Według badań Websense Security Labs liczba niebezpiecznych stron internetowych wzrosła w 2012 r. o niemal 600 proc. (w porównaniu z 2011 r.), w tym w USA – o ponad 700 proc. a w regionie EMEA – o ponad 530 proc. 

Stwierdzono, że 85 proc. stron ładujących szkodliwe oprogramowania ukrywało się na serwerach firm hostingowych. Pod względem ilości niebezpiecznych stron przodowały Stany Zjednoczone, a na kolejnych miejscach znalazły się: Rosja, Niemcy, Chiny, Mołdawia, Czechy, Wielka Brytania, Francja, Holandia i Kanada. Także jeśli chodzi o liczbę ofiar ataków USA w 2012 r. pierwszą pozycję. Kolejne należały do Francji, Wielkiej Brytanii. W pierwszej dziesiątce zarówno światowej listy jak i krajów EMEA nie było Polski.

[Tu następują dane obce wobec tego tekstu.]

PR #1593, opened 2025-08-27
Add support for a new command 'emsdk deactivate'

juj:
Add support for a new command 'emsdk deactivate' that can be used to remove a tool from the active list.

Since the big endian cross compile Node.js is added to `NODE_JS_TEST` instead of `NODE_JS`, there needs to be a way to deactivate it for regular runs.

This PR adds a `emsdk deactivate` command to enable doing that.

### DIFF
--- a/emsdk.py
+++ b/emsdk.py
@@ -2835,6 +2835,9 @@ def main(args):
                                   --override-repository emscripten-main@https://github.com/<fork>/emscripten/tree/<refspec>
 
 
+   emsdk deactivate tool/sdk    - Removes the given tool or SDK from the current set of activated tools.
+
+
    emsdk uninstall <tool/sdk>   - Removes the given tool or SDK from disk.''')
 
     if WINDOWS:
@@ -3104,7 +3107,7 @@ def main(args):
   elif cmd == 'update-tags':
     errlog('`update-tags` is not longer needed.  To install the latest tot release just run `install tot`')
     return 0
-  elif cmd == 'activate':
+  elif cmd == 'activate' or cmd =='deactivate':
     if arg_permanent:
       print('Registering active Emscripten environment permanently')
       print('')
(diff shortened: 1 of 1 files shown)


emsdk.py
```diff
@@ -3116,7 +3119,14 @@ def print_tools(t):
         tool = find_sdk(arg)
         if tool is None:
           error_on_missing_tool(arg)
-      tools_to_activate += [tool]
+
+      if cmd == 'activate':
+        tools_to_activate += [tool]
+      elif tool in tools_to_activate:
+        print('Deactivating tool ' + str(tool) + '.')
+        tools_to_activate.remove(tool)
```
sbc100, line 3127: So "remove" is something that already exists?   Is it analogous to "deactivate" ?  What is it used for today?

sbc100 (commented):
lgtm % comment

emsdk.py
juj: `tools_to_activate` is a Python list here, so this is removing the found tool from the Python list by value.

sbc100: Sorry, I guess my question is if tools already have `.remove()` method, is there some existing want to do that?   i.e. is there an `emsdk remove` or `emsdk uninstall` already?  If so why do we need do `deactivate` synonym.   If not, what when is the `.remove()` method used?

juj: Err, still quite didn't parse that..

> if tools already have .remove() method

Looking at `class Tool`, I don't see it to have a `.remove()` method. 

>  i.e. is there an emsdk remove or emsdk uninstall already?

There is no `emsdk remove`, but there is `emsdk uninstall` that is symmetric to `emsdk install`.

The purpose for `emsdk deactivate` is to be symmetric to `emsdk activate`.

sbc100: Oh sorry.. I thought this was calling a method called `remove()` .. my bad

PR #1611, opened 2025-10-06
[bazel] Replace deprecated '-g4' flag with '-g3'

DoDoENT:
- this avoids deprecated flag warnings from emscripten when building with full_debug_info or wasm_ubsan features enabled

### DIFF
--- a/bazel/emscripten_toolchain/toolchain.bzl
+++ b/bazel/emscripten_toolchain/toolchain.bzl
@@ -408,7 +408,7 @@ def _impl(ctx):
             implies = ["profiling"],
         ),
 
-        # Turns on full debug info (-gsource-map).
+        # Turns on full debug info (-g3).
         feature(name = "full_debug_info"),
 
         # Enables the use of "Emscripten" Pthread implementation.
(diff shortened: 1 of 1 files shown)


bazel/emscripten_toolchain/toolchain.bzl
```diff
@@ -408,7 +408,7 @@ def _impl(ctx):
             implies = ["profiling"],
         ),
 
-        # Turns on full debug info (-g4).
+        # Turns on full debug info (-gsource-map).
```
sbc100: My `-gsource-map` is not full debug info, its just a source map.  Full debug info would be dwarf. 

How about just just `-g`?  (Or `-g3`?)

DoDoENT: This was literally the compile warning (which my build treats as errors): it said that I should use `-gsource-map` instead of the `-g4`, which is now deprecated.

DoDoENT: From the [changelog](https://github.com/emscripten-core/emscripten/blob/main/ChangeLog.md#2017-04102021):

> Deprecate `-g4`, which is a little confusing as it does not do more than `-g3` but instead emits source maps instead of DWARF. `-g4` will now warn. A new flag `-gsource-map` enables source maps without warning.

sbc100: It seems like the author of toolchain.bzl was confused by `-g4` too and assumed that it enabled "full debug info".

Seems like the right thing to use here instead would be `-g` or `-g3`?

DoDoENT: I'll put `-g3`

walkingeyerobot (approved):

PR #1614, opened 2025-10-07
Fix macOS Firefox test run hangs

juj:
Fix macOS Firefox test run hangs by disabling macOS from prompting to restore windows after an unclean browser termination.

### DIFF
--- a/emsdk.py
+++ b/emsdk.py
@@ -1400,6 +1400,16 @@ def download_firefox(tool):
   }
 }''')
 
+  if MACOS:
+    # Disable a macOS feature where if the browser is terminated mid-execution, (e.g. by
+    # CI aborting), then the next time the browser is launched, macOS might bring up a dialog
+    # "The last time you opened Firefox, it unexpectedly quit while reopening windows.
+    #  Do you want to try to reopen its windows again?"
+    # that will block automated CI runs.
+    # Disable this feature by changing the behavior of the program with macOS 'defaults'.
+    run(['defaults', 'write', '-app', root, 'ApplePersistenceIgnoreState', 'YES'])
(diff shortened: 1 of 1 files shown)


emsdk.py
```diff
@@ -1400,6 +1400,16 @@ def save_actual_version():
...
 
+  if MACOS:
+    # Disable a macOS feature where if the browser is terminated mid-execution, (e.g. by
+    # CI aborting), then the next time the browser is launched, macOS might bring up a dialog
+    # "The last time you opened Firefox, it unexpectedly quit while reopening windows.
+    #  Do you want to try to reopen its windows again?"
+    # that will block automated CI runs.
+    # Disable this feature by changing the behavior of the program with macOS 'defaults'.
+    run(['defaults', 'write', '-app', root, 'ApplePersistenceIgnoreState', 'YES'])
+    run(['defaults', 'write', '-app', root, 'NSQuitAlwaysKeepsWindows', '-bool', 'false'])
```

Według Websense znacznie wzrosły zagrożenia związane z mediami społecznościowymi, m.in. za sprawą wykorzystania skróconych adresów URL. Takimi adresami operowało 32 proc. linków do szkodliwego oprogramowania. 

Połowa niebezpiecznych programów umieszczona na stronach internetowych wykazywała natychmiastową aktywność (w ciągu 60 sek.). Tylko 40 proc. działało z opóźnieniem. Niemal 8 proc. szkodliwych programów atakowało rejestry systemowe, omijając zabezpieczenia antywirusowe oparte na analizie behawioralnej. 

W 2012 r. ilość spamu wzrosła do 76 proc. wszystkich otrzymywanych maili (wzrost o 2 proc. w stosunku do 2011 r.) co w skali globalnej oznacza niemal ćwierć miliona niepożądanych e-maili na godzinę. Tylko 2 proc. spamu zawiera szkodliwe załączniki. 

W ub.r. e-maile związane z phishingiem rozsyłane były najczęściej z USA, Wysp Bahama, Kanady, Niemiec i Wielkiej Brytanii, jednak lista krajów zmienia się bardzo szybko. Stałą cechą pozostało rozsyłanie tego rodzaju poczty głownie w poniedziałki i piątki, kiedy odbiorcy są najmniej skoncentrowani, a więc najbardziej podatni na ataki. 

Zdaniem Websense Security Labs bezpieczeństwo urządzeń mobilnych wciąż pozostaje ogromnym wyzwaniem. Badania wykazały, że pośród różnego rodzaju aktywności, do których mogą być wykorzystywane smartfony, podstawowa – prowadzenie rozmów telefonicznych zajmuje użytkownikom stosunkowo najmniej czasu – statystycznie tylko nieco ponad 12 minut dziennie, podczas gdy surfowanie w sieci – ponad 24 minuty, a korzystanie z mediów społecznościowych – ponad 17 minut. Głównym problemem pozostaje rozpoznanie szkodliwych aplikacji, a jedyną istotna wskazówką dla ostrożnych użytkowników może być spostrzeżenie, że 82 proc. takich programów wykorzystuje krótkie wiadomości tekstowe (wysyła, otrzymuje, tworzy albo czyta). 

Wśród klientów instytucjonalnych i korporacyjnych Websense, na każdy 1 tys. użytkowników przypadało 1719 ataków tygodniowo.